This information comes from the PCGuide
and/usr/include/linux/msdos_fs.h
The first block in each partition of a hard drive is called the Volume Boot Sector. It contains information such as how big the partition is, its label name, and so forth. For FAT, the boot sector looks like this:
struct fat_boot_sector {
__s8 ignored[3]; /* Boot strap short or near jump */
__s8 system_id[8]; /* Name - can be used to special case
partition manager volumes */
__u8 sector_size[2]; /* bytes per logical sector */
__u8 cluster_size; /* sectors/cluster */
__u16 reserved; /* reserved sectors */
__u8 fats; /* number of FATs */
__u8 dir_entries[2]; /* root directory entries */
__u8 sectors[2]; /* number of sectors */
__u8 media; /* media code (unused) */
__u16 fat_length; /* sectors/FAT */
__u16 secs_track; /* sectors per track */
__u16 heads; /* number of heads */
__u32 hidden; /* hidden sectors (unused) */
__u32 total_sect; /* number of sectors (if sectors == 0) */
/* The following fields are only used by FAT32 */
__u32 fat32_length; /* sectors/FAT */
__u16 flags; /* bit 8: fat mirroring, low 4: active fat */
__u8 version[2]; /* major, minor filesystem version */
__u32 root_cluster; /* first cluster in root directory */
__u16 info_sector; /* filesystem info sector */
__u16 backup_boot; /* backup boot sector */
__u16 reserved2[6]; /* Unused */
};
The VBS also contains the code that bootstraps the operating system.

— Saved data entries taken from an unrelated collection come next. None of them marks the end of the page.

PR #656, opened 2025-11-15
Share song option

ryanfox1985:
Added a new option to share a song with other apps.

Screenshot_20251115-192350
Screenshot_20251115-192359

### DIFF
--- a/lib/API/musify.dart
+++ b/lib/API/musify.dart
@@ -1121,6 +1121,9 @@ Future<bool> makeSongOffline(dynamic song, {bool fromPlaylist = false}) async {
         return false;
       }
 
+      song['audioBitrate'] = '${audioManifest.bitrate.kiloBitsPerSecond} kbps';
+      song['audioCodec'] = audioManifest.codec.mimeType;
+
       final stream = _yt.videos.streamsClient.get(audioManifest);
       final fileStream = audioFile.openWrite();
       await stream.pipe(fileStream);


gokadzev:
Hi, so it's basically a download feature, which I refused to add just because it sounds pointless + it will have lower volume. Using YouTube-to-MP3 converters makes much more sense than using this feature to save music as a file.

ryanfox1985:
Yep I agree that could be redundant with downloading, I'm trying to learn play music and this share feature saves / make easier to me to share the song with other apps like https://moises.ai or DAW

ryanfox1985:
about the quality, I was wondering if there is a better quality than `m4a` and then the downlading is already using the best quality, isn't? 

- https://github.com/ryanfox1985/Musify/blob/play_playlist/lib/API/musify.dart#L964
- https://github.com/ryanfox1985/Musify/blob/play_playlist/lib/API/musify.dart#L1114

gokadzev:
> about the quality, I was wondering if there is a better quality than `m4a` and then the downlading is already using the best quality, isn't?
> 
> * https://github.com/ryanfox1985/Musify/blob/play_playlist/lib/API/musify.dart#L964
> * https://github.com/ryanfox1985/Musify/blob/play_playlist/lib/API/musify.dart#L1114

Just try downloading any songs (since you can modify the code and test on your device), then compare how they (exact same songs) sound in any other local music player app versus how they sound in Musify, so you'll know what I mean.

ryanfox1985:
ok, I checked the codec and bitrate and this YT lib with the public YT API is fetching a poor quality... like `mp3 / 128kbps` then online sites could give you `mp3 / 320 kbps`.

online sites what they probably do are:
- use YT private API.
- Download video and then extract audio from it.

ryanfox1985:
what would do you think in a new option in `settings => audio quality` like `ultra high (high data transfer and processing)` and then download the video and extract the audio?

gokadzev:
> what would do you think in a new option in `settings => audio quality` like `ultra high (high data transfer and processing)` and then download the video and extract the audio?

FFmpeg used to be a complete headache for me, and as far as I know, there’s no actively maintained library for it right now. If someone else contributes it, it might get merged, but another issue that comes up is the app size, which would increase significantly.

ryanfox1985:
mmm yeah, this option of ffmpeg seems an overkill... I guess the problem is using free services like this YT lib bypassing paid service...

The only alternative to download and parse video in mobile side is to pay YT or use a proxy (but I guess these sites wants to make business with ads too)...

PR #905, opened 2026-07-29
Add optional audio quality badge on now playing artwork

### LINKED ISSUE #828: [Feature] Audio Quality Information Display
### Is there an existing issue for this?

- [x] I have searched the existing issues and confirmed that this feature is not already requested.
- [x] I read the [FAQ section](https://github.com/gokadzev/Musify/discussions/340) and there's nothing mentioned about this feature.

### Category of the Feature

_No response_

### Credits

me

### Pain

When streaming music, users have no way to know the quality of the audio they are listening to. While Musify streams from YouTube which provides various audio quality levels, there's no visual feedback about what quality the user is currently experiencing. This is particularly frustrating for users who care about audio quality and want to know if they're listening to the best available version of a track.

Without this information, users cannot:
- Verify if they're getting high-quality audio (especially important for audiophiles)
- Diagnose why certain tracks might sound better or worse than others
- Make informed decisions about streaming quality settings
- Appreciate the technical aspects of their listening experience

This creates a black box experience where users blindly consume audio without any metadata about what they're actually hearing.

### Feature Overview

Display real-time audio quality information of the currently playing track in a subtle, non-intrusive location within the player interface.

### Implementation Details

1. **Information to Display**
   - Audio bitrate in kbps (e.g., "128 kbps", "256 kbps")
   - Sample rate if available (e.g., "44.1 kHz")
   - Audio codec if detectable (e.g., "AAC", "MP3", "Opus")
   - Channel configuration (Stereo/Mono)

2. **Suggested UI Locations** (choose the most appropriate):

   **Option A: Below Album Art**
   - Place quality info as subtle text below the album art
   - Use muted colors so it doesn't distract from the artwork
   - Example: "128 kbps • AAC • Stereo" in small, light gray text

   **Option B: Corner Badge on Album Art**
   - Small badge in the bottom-right or top-right corner of album art
   - Shows only the bitrate (e.g., "128k") with subtle background
   - Tap to expand and show full details

   **Option C: Info Button**
   - Small "i" icon button near the song title
   - Tapping reveals a bottom sheet or tooltip with full audio details
   - Keeps the UI clean while providing access to information

   **Option D: Swipe-up Player**
   - When swiping to expand the full-screen player, show quality info
   - Place it below the progress bar or near the time indicators
   - Example: "Audio: 128 kbps AAC Stereo @ 44.1kHz"

3. **Technical Implementation**
   - Extract audio metadata during streaming from YouTube
   - YouTube typically provides: audio bitrate (128-256 kbps), format (AAC/Opus), sample rate (44.1/48 kHz)
   - Display "Unknown" if metadata cannot be retrieved
   - Update info when track changes or quality switches

4. **Visual Design**
   - Minimalist style that blends with existing UI
   - Use system font at appropriate size (12-14sp for secondary info)
   - Muted color that doesn't compete with primary UI elements
   - Consider dark/light theme variants

5. **User Experience Considerations**
   - Not intrusive - should not distract from listening
   - Optional - user can disable in settings if they prefer clean UI
   - Tooltip/help text explaining what the values mean on first tap
   - Long-press to see detailed explanation of audio quality concepts

### Useful Resources/References

- [YouTube Media Delivery - Audio Quality](https://developers.google.com/youtube/v3/live-streaming-errors): Information about YouTube audio streams and quality levels.
- [Audio Bitrate Guide](https://www.diffen.com/difference/Audio_Bitrate): Explanation of audio bitrates and their impact on quality.
- Similar implementations: Spotify shows "Very High" quality indicator, Tidal displays detailed audio information including lossless formats.

elias001011:
## Summary
- Adds an off-by-default badge on the now playing artwork showing the current song's bitrate/codec (e.g. `128 kbps • AAC`), toggled right next to the audio quality picker in Settings.
- **Works both online and offline.** For a downloaded song, the badge reads the bitrate/codec captured once at download time (stored alongside `audioPath` in the offline song record) — zero network calls, works with no connection. For a song streaming online, it reuses the stream already resolved for playback, skipped entirely when the global Offline mode setting is on.
- **Costs no extra request.** Following review feedback, the audio stream selected for a song is now kept in an in-memory map in `common_services`, keyed by song id and audio quality setting, rather than only its URL reaching the Hive cache. `fetchSongStreamUrl` goes through `fetchBestAudioStream`, so the stream manifest is fetched once per song no matter how many callers need it, and the badge adds nothing on top once playback has resolved the song. Entries expire on the same window the URL cache already treated as fresh, and the map is capped so it can't grow unbounded over a long session.
- Kept minimal otherwise: no listener on playback state, and the only touch to the playback path is the retry branch now dropping both caches together (`invalidateSongStreamCache`) instead of just the URL key — without that a retry would reuse the stale stream and hit the same dead URL.

## Known limitation
Songs downloaded **before** this change won't have `audioBitrateKbps`/`audioCodec` stored in their offline record, so the badge won't show for them until they're re-downloaded. Intentionally not adding a backfill/migration step for this — fetching quality info in bulk for the whole existing download library felt like unnecessary weight for a purely cosmetic badge. It self-resolves naturally as songs get re-downloaded.

Closes #828

### DIFF
--- a/lib/widgets/now_playing/now_playing_artwork.dart
+++ b/lib/widgets/now_playing/now_playing_artwork.dart
@@ -19,6 +19,8 @@
  *     please visit: https://github.com/gokadzev/Musify
  */
 
+import 'dart:async';
+
 import 'package:audio_service/audio_service.dart';
 import 'package:fluentui_system_icons/fluentui_system_icons.dart';
 import 'package:flutter/material.dart';
@@ -75,14 +77,23 @@ class NowPlayingArtwork extends StatelessWidget {
             ),
           ],
         ),
-        child: ClipRRect(
-          borderRadius: BorderRadius.circular(borderRadius),
-          child: SongArtworkWidget(
-            metadata: metadata,
-            size: imageSize,
-            errorWidgetIconSize: size.width / 8,
-            borderRadius: borderRadius,
-          ),
+        child: Stack(
+          children: [
+            ClipRRect(
+              borderRadius: BorderRadius.circular(borderRadius),
+              child: SongArtworkWidget(
+                metadata: metadata,
+                size: imageSize,
+                errorWidgetIconSize: size.width / 8,
+                borderRadius: borderRadius,
+              ),
+            ),
+            Positioned(
+              right: 10,
+              bottom: 10,
+              child: _AudioQualityBadge(metadata: metadata),
+            ),
+          ],
         ),
       ),
       backWidget: Container(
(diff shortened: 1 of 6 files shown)


lib/widgets/now_playing/now_playing_artwork.dart
```diff
@@ -169,3 +181,122 @@ class NowPlayingArtwork extends StatelessWidget {
     );
   }
 }
+
+typedef _AudioQualityInfo = ({int bitrateKbps, String codec});
+
+String _normalizeCodec(String codec) => switch (codec) {
```
gokadzev, line 186: Are we sure we need this?

lib/widgets/now_playing/now_playing_artwork.dart
```diff
@@ -169,3 +181,122 @@ class NowPlayingArtwork extends StatelessWidget {
...
+  final c when c.startsWith('opus') => 'Opus',
+  final c when c.startsWith('mp4a') => 'AAC',
+  final c => c,
+};
+
+/// Resolves once per song: reads the quality stored at download time for a
```
gokadzev, line 192: maybe we can use different caching for stream url (for instance map) so we don't need to fetch a stream twice?

elias001011: Good call — done, and it ended up removing code rather than adding it.

The selected `AudioOnlyStreamInfo` now lives in an in-memory map in `common_services`, keyed by song id + quality setting. `fetchBestAudioStream` checks it before touching the manifest, and `fetchSongStreamUrl` no longer fetches the manifest itself — it goes through `fetchBestAudioStream` and just persists the URL to Hive as before. So the manifest is fetched once per song no matter how many callers need it, and the badge costs no request at all once playback has resolved the song.

The separate Hive `audioQuality_*` cache I had in the widget is gone.

Two details worth flagging:
- Entries expire after the same window the URL cache already treated as fresh (`_cacheValidationDuration`), and the map is capped at 50 entries so it can't grow unbounded over a long session.
- The retry path in `audio_service` that used to `deleteData` the URL key now calls `invalidateSongStreamCache`, which drops both. Without that, a retry after a dead URL would reuse the stale stream from the map and hit the same broken URL again.

lib/widgets/now_playing/now_playing_artwork.dart
elias001011: The `typedef` is just an alias so the record type isn't spelled out in three places — no behaviour attached to it, happy to drop it and write the type inline if you prefer.

`_normalizeCodec` does pull its weight though: the manifest hands back raw codec strings like `mp4a.40.2` and `opus`, so without it the badge literally reads `128 kbps • mp4a.40.2`. It maps those two to `AAC`/`Opus` and passes anything unrecognised through unchanged. If you'd rather show the raw value and skip the mapping, say the word and I'll remove it.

Immediately following the VBS is the File Allocation Table, or FAT
from which this file system gets its name. The partition is divided
into clusters, ranging in size from 2K to 32K (this is a constant for
an entire partition, and is specified by the cluster_size
entry in the boot sector). Disk space is
allocated on a cluster basis; there is one entry in the FAT for each
cluster. The entry contains a code telling the cluster's status: 0
means the cluster is unallocated, there is another code for a bad
cluster, and so forth. Files appear in the FAT as linked lists of
clusters: each entry contains the index of the next cluster in the
file. There are actually two identical copies of the FAT; the idea is
that the second one serves as a backup for the first in the event of
damage. Unfortunately, it's highly likely that since the two FATs are
right next to each other, anything that corrupts one will corrupt the
other as well.
A FAT entry is just a number: 0 for unallocated, anything up to but not including FF0 (in original FAT12) for a cluster number, FF0 through FF6 are reserved, FF7 means it's a bad cluster, and anything from FF8-FFF says it's the last cluster in the file.
After the FATs comes the root directory. Each directory entry is 32 bytes long, and contains the information for one file (or subdirectory). This looks like this:
struct msdos_dir_entry {
__s8 name[8],ext[3]; /* name and extension */
__u8 attr; /* attribute bits */
__u8 lcase; /* Case for base and extension */
__u8 ctime_ms; /* Creation time, milliseconds */
__u16 ctime; /* Creation time */
__u16 cdate; /* Creation date */
__u16 adate; /* Last access date */
__u16 starthi; /* High 16 bits of cluster in FAT32 */
__u16 time,date,start;/* time, date and first cluster */
__u32 size; /* file size (in bytes) */
};
(note: VFAT long file names result in lots of other weird stuff
going on)
A file is marked as deleted by replacing the first character of the
file name with a 0xe5.
The number of entries in the root directory is determined by the file system media, and ranges from 112 for a 360KB floppy to 512 for a hard disk (note: this is not true of FAT32)
In thinking about this file system, consider two things: what's involved in finding a free cluster? And what happens if you want to do an lseek?